The whole thing went together really well, since all you do is melt peanut butter, butter and chocolate chips together and then fold in some highly beaten ( they must’ve been really naughty) eggs, and bake the gooey mess. They tell you to use a 10 inch pan, but I figured I’d make mine in an 8 inch pan and have it be taller. You are supposed to bake it for 15-20 minutes to let the eggs firm up. The center should be gooey, but the rest should firm up nicely. Since I did use a taller pan, I adjusted for a longer baking time and left it in the oven for almost 30 minutes.

It looked set… so I let it cool a little before I inverted it onto a plate. That’s where my problems began. Quickly the side started to crack as the heavy gooey center dropped down. No biggie. I’ll fix that with glaze. I made the glaze and poured it over the top of the cake, artfully pushing it over the edges where large cracks had formed. It looked wonderful.

I let it sit for about a half hour before my hubby said he wanted a piece of cake. Hmm… a crack had appeared in the center too, and my glaze had slid into the slot. Uh oh. I was beginning to have misgivings. I took a knife and ran it through the center of the cake… and the cake went with the knife, it was so thick and wet. Darn!

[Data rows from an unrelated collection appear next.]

PR #101, opened 2020-10-23
fix(summary): summary "sum" metric must also be sent as delta

### LINKED ISSUE #100: Summary metric should do delta calculation for summary metric

## Description
Due to the "sum" not being delta calculated like "count" we cannot perform a proper average over boths values.

## Expected Behavior

"sum" value in the summary metric should be delta calculated. See histogram for how it should be done

ardias:
in order to properly allow for average calculation, the "sum" attribute of the summary must also be delta

fixes #100


internal/integration/telemetry_sdk_emitter.go
```diff
@@ -238,15 +238,17 @@ func (te *TelemetryEmitter) emitSummary(metric Metric, timestamp time.Time) erro
...
-		Min:        math.NaN(),
-		Max:        math.NaN(),
-		Timestamp:  timestamp,
-	})
+	if sumCount, ok := te.deltaCalculator.CountMetric(metric.name+"_sum", metric.attributes, float64(summary.GetSampleSum()), timestamp); ok {
+		te.harvester.RecordMetric(telemetry.Summary{
+			Name:       metric.name + "_sum",
+			Attributes: metric.attributes,
+			Count:      1,
+			Sum:        sumCount.Value,
```
gsanchezgavier, line 246: I would thought that this value already come in the original prometheus metric and we just need it to send it as it is.

gsanchezgavier (approved):

internal/integration/telemetry_sdk_emitter.go
ardias: In prometheus it comes as a counter and so in order for us to be able to calculate the average (_sum/_count) we also need to send it as a delta, like we do for the _count

PR #109, opened 2020-11-30
mockexporter: go implementation of a mock exporter

### LINKED ISSUE #105: Load test exporter mock
[Modify](https://github.com/newrelic/nri-prometheus/blob/main/deploy/static/static.yaml)/Create the exporter Mock  to set the timeout configurable and handle multiple requests concurrently (each of these exporters will be mapped to multiple services and will receive concurrent connection from POMI)  and different set of metrics from a file.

I glopped the piece of dark wet goo on a plate and looked at my hubby who was trying not to laugh too hard.

“The edges are firm.”, I offered.

Hubby will try anything I make, bless his soul. He took his fork and started poking around when I remembered that quite a bit of this cake is eggs and I didn’t want him eating uncooked eggs.

Oh!

I had an idea. Why not scoop the contents from the center of the cake into a bowl and microwave it so the eggs would firm up? I took a spatula and created an interesting ring of firm chocolate cake while I dug out the center gloop and plopped it into the bowl. Heck, it’s all trash if this didn’t work anyway, right?

I gave the bowl a paper plate lid and stuffed it into the microwave for 3 minutes. Sure enough everything firmed up. Rivers of chocolate glaze that had been on top of the cake, had escaped down the sides of the bowl. Hubby eyed the concoction dubiously, but being the good sport that he is, he tried a bite.

Needless to say, it did firm up, but judging by the look on his face, it’s back to the drawing board for now.